PR #340, opened 2024-09-25
feat/lazy lazy load

### LINKED ISSUE #341: Add a fast path and a lazy load to the trees query

WilsonNet:
- **feat(urls): add fast tree view endpoint**
- **feat: add fast path response handling in Tree API**

## Test

Run local and open the Maestro branch

Closes #341

### DIFF
--- a/backend/kernelCI_app/urls.py
+++ b/backend/kernelCI_app/urls.py
@@ -24,6 +24,10 @@ urlpatterns = [
          viewCache(views.TreeView),
          name="tree"
          ),
+    path("tree-fast/",
+         viewCache(views.TreeViewFast),
+         name="tree-fast"
+         ),
     path("tree/tests/",
          viewCache(views.groupedTests),
          name="treeGroupedTests"
--- a/backend/kernelCI_app/views/treeViewFast.py
+++ b/backend/kernelCI_app/views/treeViewFast.py
@@ -1,0 +1,66 @@
+from django.http import JsonResponse
+from django.views import View
+from kernelCI_app.models import Checkouts
+
+
+DEFAULT_ORIGIN = "maestro"
+
+
+class TreeViewFast(View):
+    def get(self, request):
+        origin = request.GET.get("origin", DEFAULT_ORIGIN)
+
+        checkouts = Checkouts.objects.raw(
+            """
+            WITH ordered_checkouts AS (
+                SELECT
+                    id,
+                    tree_name,
+                    git_repository_branch,
+                    git_repository_url,
+                    git_commit_hash,
+                    git_commit_name,
+                    patchset_hash,
+                    start_time,
+                    ROW_NUMBER() OVER
+                    (PARTITION BY git_repository_url, git_repository_branch ORDER BY start_time DESC)
+                    as time_order
+                FROM
+                    checkouts
+                WHERE
+                    origin = %s
+            )
+            SELECT
+                id,
+                tree_name,
+                git_repository_branch,
+                git_repository_url,
+                git_commit_hash,
+                git_commit_name,
+                patchset_hash,
+                start_time
+            FROM
+                ordered_checkouts
+            WHERE
+                time_order = 1
+            ORDER BY
+                tree_name ASC;
+            """,
+            [origin],
+        )
+
+        response_data = [
+            {
+                "id": checkout.id,
+                "tree_name": checkout.tree_name,
+                "git_repository_branch": checkout.git_repository_branch,
+                "git_repository_url": checkout.git_repository_url,
+                "git_commit_hash": checkout.git_commit_hash,
+                "git_commit_name": checkout.git_commit_name,
+                "patchset_hash": checkout.patchset_hash,
+                "start_time": checkout.start_time,
+            }
+            for checkout in checkouts
+        ]
+
+        return JsonResponse(response_data, safe=False)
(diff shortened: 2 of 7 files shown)


backend/kernelCI_app/urls.py
```diff
@@ -24,6 +24,10 @@ def viewCache(view):
          viewCache(views.TreeView),
          name="tree"
          ),
+    path("tree-fast/",
```
lucasbracher, line 27: I'd rather use the same endpoint and pass an optional boolean GET argument from `.env`'s frontend.

backend/kernelCI_app/views/treeViewFast.py
```diff
@@ -0,0 +1,66 @@
...
+                ordered_checkouts
+            WHERE
+                time_order = 1
+            ORDER BY
+                tree_name ASC;
+            """,
+            [origin],
+        )
+
+        response_data = [
```
lucasbracher, line 52: I think it's better to create a serializer here, like `TreeSerializer`.

WilsonNet: The slow query will have to be reviewed, we can use that after this

WilsonNet: Added a TODO comment

dashboard/src/api/Tree.tsx
```diff
@@ -9,9 +11,31 @@ const fetchTreeCheckoutData = async (origin: string): Promise<Tree[]> => {
   return res.data;
 };
 
-export const useTreeTable = (origin: string): UseQueryResult<Tree[]> => {
+export const useTreeTable = ({
+  enabled,
+}: {
+  enabled: boolean;
+}): UseQueryResult<Tree[]> => {
+  const { origin } = useSearch({ from: '/tree' });
```
lfjnascimento, line 19: IMO it would be better to receive the origin as an argument rather than to obtain it itself, that way its more clear what values is being used in the query

dashboard/src/api/Tree.tsx
```diff
@@ -9,9 +11,31 @@ const fetchTreeCheckoutData = async (origin: string): Promise<Tree[]> => {
...
+
+const fetchTreeFastCheckoutData = async (
+  origin: string,
+): Promise<TreeFastPathResponse> => {
+  const res = await http.get('/api/tree-fast/', { params: { origin } });
+  return res.data;
+};
+
+export const useTreeTableFast = (): UseQueryResult<TreeFastPathResponse> => {
+  const { origin } = useSearch({ from: '/tree' });
```
lfjnascimento, line 36: same about origin

dashboard/src/api/Tree.tsx
WilsonNet: this query is specific to for tree, there are plenty of places to see what is being passed to the query including the network tab

dashboard/src/components/TreeListingPage/TreeListingPage.tsx
```diff
@@ -1,81 +1,107 @@
...
-  const { origin: unsafeOrigin } = useSearch({ strict: false });
-  const origin = zOrigin.parse(unsafeOrigin);
   const [itemsPerPage, setItemsPerPage] = useState(ItemsPerPageValues[0]);
 
-  const { data, error, isLoading } = useTreeTable(origin);
+  const { data: fastData, status } = useTreeTableFast();
+
+  const { data, error, isLoading } = useTreeTable({
+    enabled: status === 'success' && !!fastData,
+  });
```
lfjnascimento, line 36: Have you considered the possibility of doing it in parallel?

dashboard/src/api/Tree.tsx
WilsonNet: also, the hook is already an abstraction over the fetch request

dashboard/src/components/TreeListingPage/TreeListingPage.tsx
```diff
@@ -1,81 +1,107 @@
...
+  return 'build_status' in data;
+}
+
 const TreeListingPage = ({ inputFilter }: ITreeListingPage): JSX.Element => {
-  const { origin: unsafeOrigin } = useSearch({ strict: false });
-  const origin = zOrigin.parse(unsafeOrigin);
   const [itemsPerPage, setItemsPerPage] = useState(ItemsPerPageValues[0]);
 
-  const { data, error, isLoading } = useTreeTable(origin);
+  const { data: fastData, status } = useTreeTableFast();
```
lfjnascimento, line 32: NIT: a bit confusing not use a "fastStatus" also
```suggestion
  const { data: fastData, status: fastStatus } = useTreeTableFast();
```

lfjnascimento:
what if we had a hook that handles the two api calls by it self so we can use it as a single source of data? `const {data, error, isLoading  } = useLazyTreeTable();`

dashboard/src/components/TreeListingPage/TreeListingPage.tsx
WilsonNet: I think it is better if is in series because we want the fast path ASAP, if the fast path is taking time to load, in parallel will stress an already stressed database

WilsonNet:
I agree that we should combine the hooks, added as a todo so we can move forward, already too much time was spent in this task

lfjnascimento (approved):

....................

WHAT THIS TASK INVOLVES.
Each line above should appear again, reproduced exactly.

ANSWER BOX.
PR #340, opened 2024-09-25
feat/lazy lazy load

### LINKED ISSUE #341: Add a fast path and a lazy load to the trees query

WilsonNet:
- **feat(urls): add fast tree view endpoint**
- **feat: add fast path response handling in Tree API**

## Test

Run local and open the Maestro branch

Closes #341

### DIFF
--- a/backend/kernelCI_app/urls.py
+++ b/backend/kernelCI_app/urls.py
@@ -24,6 +24,10 @@ urlpatterns = [
          viewCache(views.TreeView),
          name="tree"
          ),
+    path("tree-fast/",
+         viewCache(views.TreeViewFast),
+         name="tree-fast"
+         ),
     path("tree/tests/",
          viewCache(views.groupedTests),
          name="treeGroupedTests"
--- a/backend/kernelCI_app/views/treeViewFast.py
+++ b/backend/kernelCI_app/views/treeViewFast.py
@@ -1,0 +1,66 @@
+from django.http import JsonResponse
+from django.views import View
+from kernelCI_app.models import Checkouts
+
+
+DEFAULT_ORIGIN = "maestro"
+
+
+class TreeViewFast(View):
+    def get(self, request):
+        origin = request.GET.get("origin", DEFAULT_ORIGIN)
+
+        checkouts = Checkouts.objects.raw(
+            """
+            WITH ordered_checkouts AS (
+                SELECT
+                    id,
+                    tree_name,
+                    git_repository_branch,
+                    git_repository_url,
+                    git_commit_hash,
+                    git_commit_name,
+                    patchset_hash,
+                    start_time,
+                    ROW_NUMBER() OVER
+                    (PARTITION BY git_repository_url, git_repository_branch ORDER BY start_time DESC)
+                    as time_order
+                FROM
+                    checkouts
+                WHERE
+                    origin = %s
+            )
+            SELECT
+                id,
+                tree_name,
+                git_repository_branch,
+                git_repository_url,
+                git_commit_hash,
+                git_commit_name,
+                patchset_hash,
+                start_time
+            FROM
+                ordered_checkouts
+            WHERE
+                time_order = 1
+            ORDER BY
+                tree_name ASC;
+            """,
+            [origin],
+        )
+
+        response_data = [
+            {
+                "id": checkout.id,
+                "tree_name": checkout.tree_name,
+                "git_repository_branch": checkout.git_repository_branch,
+                "git_repository_url": checkout.git_repository_url,
+                "git_commit_hash": checkout.git_commit_hash,
+                "git_commit_name": checkout.git_commit_name,
+                "patchset_hash": checkout.patchset_hash,
+                "start_time": checkout.start_time,
+            }
+            for checkout in checkouts
+        ]
+
+        return JsonResponse(response_data, safe=False)
(diff shortened: 2 of 7 files shown)


backend/kernelCI_app/urls.py
```diff
@@ -24,6 +24,10 @@ def viewCache(view):
          viewCache(views.TreeView),
          name="tree"
          ),
+    path("tree-fast/",
```
lucasbracher, line 27: I'd rather use the same endpoint and pass an optional boolean GET argument from `.env`'s frontend.

backend/kernelCI_app/views/treeViewFast.py
```diff
@@ -0,0 +1,66 @@
...
+                ordered_checkouts
+            WHERE
+                time_order = 1
+            ORDER BY
+                tree_name ASC;
+            """,
+            [origin],
+        )
+
+        response_data = [
```
lucasbracher, line 52: I think it's better to create a serializer here, like `TreeSerializer`.

WilsonNet: The slow query will have to be reviewed, we can use that after this

WilsonNet: Added a TODO comment

dashboard/src/api/Tree.tsx
```diff
@@ -9,9 +11,31 @@ const fetchTreeCheckoutData = async (origin: string): Promise<Tree[]> => {
   return res.data;
 };
 
-export const useTreeTable = (origin: string): UseQueryResult<Tree[]> => {
+export const useTreeTable = ({
+  enabled,
+}: {
+  enabled: boolean;
+}): UseQueryResult<Tree[]> => {
+  const { origin } = useSearch({ from: '/tree' });
```
lfjnascimento, line 19: IMO it would be better to receive the origin as an argument rather than to obtain it itself, that way its more clear what values is being used in the query

dashboard/src/api/Tree.tsx
```diff
@@ -9,9 +11,31 @@ const fetchTreeCheckoutData = async (origin: string): Promise<Tree[]> => {
...
+
+const fetchTreeFastCheckoutData = async (
+  origin: string,
+): Promise<TreeFastPathResponse> => {
+  const res = await http.get('/api/tree-fast/', { params: { origin } });
+  return res.data;
+};
+
+export const useTreeTableFast = (): UseQueryResult<TreeFastPathResponse> => {
+  const { origin } = useSearch({ from: '/tree' });
```
lfjnascimento, line 36: same about origin

dashboard/src/api/Tree.tsx
WilsonNet: this query is specific to for tree, there are plenty of places to see what is being passed to the query including the network tab

dashboard/src/components/TreeListingPage/TreeListingPage.tsx
```diff
@@ -1,81 +1,107 @@
...
-  const { origin: unsafeOrigin } = useSearch({ strict: false });
-  const origin = zOrigin.parse(unsafeOrigin);
   const [itemsPerPage, setItemsPerPage] = useState(ItemsPerPageValues[0]);
 
-  const { data, error, isLoading } = useTreeTable(origin);
+  const { data: fastData, status } = useTreeTableFast();
+
+  const { data, error, isLoading } = useTreeTable({
+    enabled: status === 'success' && !!fastData,
+  });
```
lfjnascimento, line 36: Have you considered the possibility of doing it in parallel?

dashboard/src/api/Tree.tsx
WilsonNet: also, the hook is already an abstraction over the fetch request

dashboard/src/components/TreeListingPage/TreeListingPage.tsx
```diff
@@ -1,81 +1,107 @@
...
+  return 'build_status' in data;
+}
+
 const TreeListingPage = ({ inputFilter }: ITreeListingPage): JSX.Element => {
-  const { origin: unsafeOrigin } = useSearch({ strict: false });
-  const origin = zOrigin.parse(unsafeOrigin);
   const [itemsPerPage, setItemsPerPage] = useState(ItemsPerPageValues[0]);
 
-  const { data, error, isLoading } = useTreeTable(origin);
+  const { data: fastData, status } = useTreeTableFast();
```
lfjnascimento, line 32: NIT: a bit confusing not use a "fastStatus" also
```suggestion
  const { data: fastData, status: fastStatus } = useTreeTableFast();
```

lfjnascimento:
what if we had a hook that handles the two api calls by it self so we can use it as a single source of data? `const {data, error, isLoading  } = useLazyTreeTable();`

dashboard/src/components/TreeListingPage/TreeListingPage.tsx
WilsonNet: I think it is better if is in series because we want the fast path ASAP, if the fast path is taking time to load, in parallel will stress an already stressed database

WilsonNet:
I agree that we should combine the hooks, added as a todo so we can move forward, already too much time was spent in this task

lfjnascimento (approved):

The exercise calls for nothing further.